Not only was the country suffering from the Asian financial crisis at the time, but the local beauty industry as a whole was facing a wave of foreign cosmetics that poured in after the government completely lifted a ban on imports.
|Amorepacific Group Chairman Suh Kyung-bae (Amorepacific)|
The second-generation chaebol scion could have abandoned the cosmetic arm of the company and pursued non-beauty and emerging sectors, such as IT and fashion instead.
Suh, however, made a daring choice, to keep the legacy of Amorepacific, which started from his grandmother’s kitchen where camellia hair oil was made. He carried out massive restructuring of the company by selling its non-cosmetic units. The decision worked well, probably even better than what many, including himself, had expected at that time. Last Saturday, Suh celebrated the 20th anniversary since he began heading the company.
Over the years, Amorepacific has introduced a list of popular brands including IOPE, Sulwhasoo, Laneige, and Innisfree, turning the initially domestic-focused firm into a cosmetics powerhouse in Asia.
They became a market success not only in Korea but also in China, as their products were based on intensive scientific research on Asian skin. The Korean company also rediscovered the aesthetic value of Asian beauty and its perseverance in a market that has long been dominated by western values on beauty. The business also grew with the popularity of the Korean wave or Hallyu, cashing in on the image of Korean celebrities.
In terms of numbers, Amorepacific’s revenue has surged 10 times from 646.2 billion won ($576.9 million) to 6.69 trillion won, with an operating profit of 1.08 trillion won from 52.2 billion won, a 21 times increase.
Last year, Amorepacific was ranked the 12th cosmetic firm worldwide by Women’s Wear Daily. The company shipped 1.69 trillion won worth of products overseas in 2016, a 181 times increase from 9.4 billion won in 1996. Amorepacific currently has 19 overseas office in 14 countries, operating 3,200 stores.

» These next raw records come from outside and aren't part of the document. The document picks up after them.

PR #13966, opened 2024-02-29
feat(delegation api): update delegation index when custom or personal representative delegations are updated

Herdismaria:
[Delegation index](https://www.notion.so/Delegation-Index-5aa41671d64d4031b276d45423b11741?pvs=4)
## What

Reindex custom delegations when user updates/creates/deletes them.
Reindex personal representative delegations when user updates/creates/deletes

## Checklist:


apps/services/auth/personal-representative/src/openApi.ts
```diff
@@ -3,7 +3,7 @@ import { DocumentBuilder } from '@nestjs/swagger'
 export const openApi = new DocumentBuilder()
   .setTitle('Personal Representative Service API')
   .setDescription(
-    'Service API for personal representativve. Only intended for the minstry of welfare.\nThe swagger document can be downloaded by appending `-json` to the last path segment.',
+    'Service API for personal representative. Only intended for the ministry of welfare.\nThe swagger document can be downloaded by appending `-json` to the last path segment.',
```
baering, line 6: 🕵️‍♀️

libs/auth-api-lib/src/lib/delegations/delegations-index.service.ts
```diff
@@ -99,27 +116,148 @@ export class DelegationsIndexService {
...
+            type: d.type,
           },
         }),
       ),
+      this.delegationIndexModel.destroy({
+        where: {
+          fromNationalId: deleted.map((d) => d.fromNationalId),
+          toNationalId: deleted.map((d) => d.toNationalId),
+          provider: deleted.map((d) => d.provider),
+          type: deleted.map((d) => d.type),
```
baering, line 152: Should this not be like above for updated? 🤔 

Will this work as intended? Trying to figure it out in my head.

Let's say deleted contains:

```typescript
const deleted = [
  { fromNationalId: '1001', toNationalId: '1002', /* ... */ },
  { fromNationalId: '1005', toNationalId: '1007', /* ... */ },
  { fromNationalId: '1010', toNationalId: '1012', /* ... */ },
  { fromNationalId: '1020', toNationalId: '1030', /* ... */ },
]
```

Will this destroy query all delegationIndices where any of this condition applies:
* fromNationalId is in ['1001', '1005', '1010', '1020']
* toNationalId is in ['1002', '1007', '1012', '1030']

So if there are indicies with these same ids that are not supposed to get deleted, won't there be a risk that they will? Maybe I'm wrong, but it feels weird.

baering (approved):

baering (approved):

PR #13977, opened 2024-03-01
fix(system-e2e): Fix tests to handle new login system

GunnlaugurG:
## What

Changed test locators and urls so tests will run against the new login system that will be out soon. The changes are backwards compatible so tests against the current login system will still work.

## Why

To be able to test against the new login system

## Screenshots / Gifs

## Checklist:


apps/system-e2e/src/tests/islandis/admin-portal/smoke/access-control.spec.ts
```diff
@@ -12,8 +12,10 @@ test.describe('Admin portal access control', () => {
     contextGranter = await session({
       browser,
       storageState: 'service-portal-faereyjar.json',
+      delegation: '65° ARTIC ehf.',
```
AndesKrrrrrrrrrrr, line 15: Note that this will break on `staging`, since the name is different. If you omit this parameter, we choose the first delegation available (which incidentally is always the `65...` delegation)

apps/system-e2e/src/support/login.ts
```diff
@@ -51,14 +53,17 @@ export async function idsLogin(
...
+    {
+      waitUntil: 'domcontentloaded',
+    },
+  )
 
   // Handle delegation on login
   if (page.url().startsWith(urls.authUrl)) {
     debug('Still on auth site')
-    const delegations = page.locator('button[name="SelectedNationalId"]')
+    const delegations = page.locator('.identity-card--name')
```
AndesKrrrrrrrrrrr, line 66: Could you change this to an accessible selector?

apps/system-e2e/src/tests/islandis/service-portal/smoke/auth.spec.ts
```diff
@@ -93,7 +94,7 @@ test('Service portal can use english sign-in', async ({ browser }) => {
   await page.goto(icelandicAndNoPopupUrl('/minarsidur'))
 
   // Act
-  await page.getByRole('link', { name: 'English' }).click()
+  await page.getByText('English').click()
```
AndesKrrrrrrrrrrr, line 97: Could you change this to an accessible selector?

AndesKrrrrrrrrrrr (approved):
Please use accessible selectors whenever possible. This ensures that our apps continue to be accessible for those who need it.

Great job on updating the tests :heart: 

Approving so you can fix at your own leisure.

PR #13987, opened 2024-03-04
feat(delegation-api): add custom delegation scope field to delegation index

Herdismaria:
[Delegation index pitch](https://www.notion.so/Delegation-Index-5aa41671d64d4031b276d45423b11741?pvs=4)

## What
Add scopes field to delegation index to keep track of api scopes for custom delegations.

## Why
To facilitate delegation look up.

## Checklist:


apps/services/auth/ids-api/src/app/delegations/test/delegation-index.spec.ts
```diff
@@ -306,6 +306,98 @@ describe('DelegationsIndexService', () => {
...
+        const fromNationalId = testcase.customDelegations[0].fromNationalId
+        const testDelegation = await delegationModel.findOne({
+          where: {
+            fromNationalId,
+            toNationalId: user.nationalId,
+          },
+        })
+
+        // Add remove scope from delegation
+        if (testDelegation) {
```
baering, line 323: Wondering why there is an if statement here and in line 366. Do you expect this to not exist at some point?

libs/auth-api-lib/src/lib/delegations/delegations-index.service.ts
```diff
@@ -24,6 +29,18 @@ type SortedDelegations = {
...
+const hasAllSameScopes = (a: string[] | undefined, b: string[] | undefined) => {
+  // Only custom delegations have scopes and they are never undefined
+  if (!a && !b) {
+    return true
+  }
+
+  if (a?.length !== b?.length) {
+    return false
+  }
+  return a?.every((s) => b?.includes(s))
```
baering, line 41: `=== true` so it doesn't return undefined in any case?

baering (approved):
LGTM ✅

apps/services/auth/ids-api/src/app/delegations/test/delegation-index.spec.ts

When compared with tech giants such as Samsung Electronics which produces around 350 trillion won a year, the size of Amorepacific’s business is substantially smaller. But in terms of what the company has done to improve South Korea’s brand competitiveness, Amorepacific excels, said Jeong Seon-sub, president of Chaebul.com, a corporate tracking firm in Seoul, in a previous interview.
The rapid growth of the company has also brought tremendous fortune for its chairman.
Suh, 54, owns 56 percent of Amorepacific Group, the holding company, and another 11 percent in Amorepacific Corp., an anchor of the group. As the largest shareholder of the group, he is the second-richest man in South Korea, after Samsung Chairman Lee Kun-hee.
Looking back, Suh said Monday that the crisis he faced 20 years ago was also an opportunity. He continues the mission of spreading Asian beauty around the world by overcoming the difficulties of today.
“By inheriting the spirit of the founders who dreamed of (producing cosmetics) that go beyond the pacific, let us overcome many difficulties of the present time and continue our efforts in (offering) beauty and health to people around the world,” the chairman said.
Despite its thriving business, Amorepacific has come under the impact of the Chinese government’s apparent economic retaliation against the deployment of an US anti-missile defense system in South Korea. The cosmetic firm exports nearly 70 percent of its shipments to China and Hong Kong.
To diversify its global business portfolio, the company aims to expand its presence in Southeast Asian countries, the Middle East and the US.
Setting his next goal as becoming a “great company,” Suh vowed to seek sustainability in management and expand corporate social responsibility programs around the world.
Amorepacific plans to have green features in more than 40 percent of its new products and promote itself as a company with environmental awareness and which supports women’s rights, the company said.